__INSTRUCTIONS FOR THE TASK__:
Every line in the data below from the one containing "Right now 150000" down to the one containing "But yeah, local", both included, must be retyped exactly; no other line is to appear.

[Saved entries]
PR #1631, opened 2021-12-01
Fix object name prefix based filtering in the local storage driver

Kami:
This pull request fixes object name prefix based filtering which was accidentally broken by the change in #1584.

It was reported by a user (https://github.com/apache/libcloud/pull/1584#issuecomment-983712951), that the change breaks the behavior.

I confirmed that myself by adding a test case which was failing with changes from #1584, but should pass if the behavior was correct - prefix based filtering is based on the object name and not on sub-directory names so optimization from #1584 is not a good idea (it's true though that in some cases, bucket / sub-directory name is part of the object name, but that's an implementation detail).

It achieves that by reverting changes from #1584.

Sadly we didn't have good existing tests which would have caught this issue early, but I added some regression tests to help us in the future.

### DIFF
--- a/.github/workflows/main.yml
+++ b/.github/workflows/main.yml
@@ -203,6 +203,48 @@ jobs:
         run: |
           script -e -c "tox -e black-check,checks,import-timings,lint,pylint"
 
+  micro-benchmarks:
+    name: Micro Benchmarks
+    runs-on: ubuntu-latest
+
+    needs: pre_job
+    if: ${{ needs.pre_job.outputs.should_skip == 'false' || github.ref == 'refs/heads/trunk' }}
+
+    strategy:
+      matrix:
+        python_version: [3.7]
+
+    steps:
+      - uses: actions/checkout@master
+        with:
+          fetch-depth: 1
+
+      - name: Use Python ${{ matrix.python_version }}
+        uses: actions/setup-python@v2
+        with:
+          python-version: ${{ matrix.python_version }}
+
+      - name: Install OS / deb dependencies
+        run: |
+          sudo DEBIAN_FRONTEND=noninteractive apt-get update
+          sudo DEBIAN_FRONTEND=noninteractive apt-get install -yq graphviz gcc libvirt-dev
+
+      - name: Cache Python Dependencies
+        uses: actions/cache@v2
+        with:
+          path: ~/.cache/pip
+          key: ${{ runner.os }}-pip-${{ hashFiles('requirements-tests.txt') }}
+          restore-keys: |
+            ${{ runner.os }}-pip-
+
+      - name: Install Python Dependencies
+        run: |
+          pip install "tox==3.24.4"
+
+      - name: Run Micro Benchmarks
+        run: |
+          script -e -c "tox -e micro-benchmarks"
+
   docs:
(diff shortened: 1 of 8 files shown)


Kami:
@louis-van-der-stam I added another somewhat related change which makes the output of ``list_container_objects`` sorted based on the object name which should result in consistent and stable order across Python versions and implementations - 6a24f1e5941c10535e8dad7fa2def92bc92ee5de, 4cdf818a5a501c6dd06c8491b8cbbee3d316c4d5.

Do you think that change could cause issues?

I mean, it's possible that some code or change which relied on the previous order would break, but before this change, the order wasn't guaranteed anyway and was "arbitrary" and could be different across different Python versions and implementations.

From Python docs on ``os.listdir`` on which ``os.walk`` relies on:

> The list is in arbitrary order. It does not include the special entries '.' and '..' even if they are present in the directory.

louis-van-der-stam:
@Kami I don't think sorting impacts the functionality, but can imagine that it impacts the runtime of the call.

In my case there are huge and ever increasing numbers of objects. My case has no dependency on order -> my preference would be to leave sorting of the results to the caller.

louis-van-der-stam:
@Kami Thanks for your quick response and action!

Kami:
@louis-van-der-stam How many objects we are talking about? Should be pretty straight forward to write a micro-benchmark to see how much overhead it adds and if that overhead is negligible or not (I can look into it a bit later).

louis-van-der-stam:
> @louis-van-der-stam How many objects we are talking about? Should be pretty straight forward to write a micro-benchmark to see how much overhead it adds and if that overhead is negligible or not (I can look into it a bit later).

Right now 150000 objects, adding several 1000s every day. To be honnest since it seems at the os level there is no way arround fetching all and matching for a prefix, I'm thinking about caching the results in a container wrapper...

Kami:
@louis-van-der-stam Thanks for the info. I will add some micro-benchmarks when I get a chance, just to get some idea on the sorting overhead.

But yeah, local storage driver was never built with performance in mind - it was designed and built for testing purposes.

Having said that, per my comment [here](https://github.com/apache/libcloud/pull/1584#issuecomment-983881324), I do think there are some possible performance optimizations for some scenarios. 

In short, something similar to what was originally done in #1584, but making sure all the edge cases are handled correctly and only filtering by sub-directory if the actual prefix maps to a sub-directory and not to an object.

But yeah, in the end, we are limited by the OS primitives available and we will still need to do some late filtering in the Python code no matter what (depending on what you are working on and your use case, inotify based approach may offer advantages, but that's of course out of scope of Libcloud).

Kami:
OK, I had a look and the approach I suggested above won't work so we are stuck with the current implementation and there isn't tons we can do to improve it.

Kami:
@louis-van-der-stam I added a simple benchmark which measures how much overhead sorting adds to that method - 230a094ab72ec0a6f8da76c5f31259240c034ae5.

Screenshot from 2021-12-02 19-39-23

Per results, the overhead is pretty much negligible so I think it's fine to leave that code in place.

louis-van-der-stam:
Thanks for all your work!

__RESPONSE BOX__:
Right now 150000 objects, adding several 1000s every day. To be honnest since it seems at the os level there is no way arround fetching all and matching for a prefix, I'm thinking about caching the results in a container wrapper...

Kami:
@louis-van-der-stam Thanks for the info. I will add some micro-benchmarks when I get a chance, just to get some idea on the sorting overhead.

But yeah, local storage driver was never built with performance in mind - it was designed and built for testing purposes.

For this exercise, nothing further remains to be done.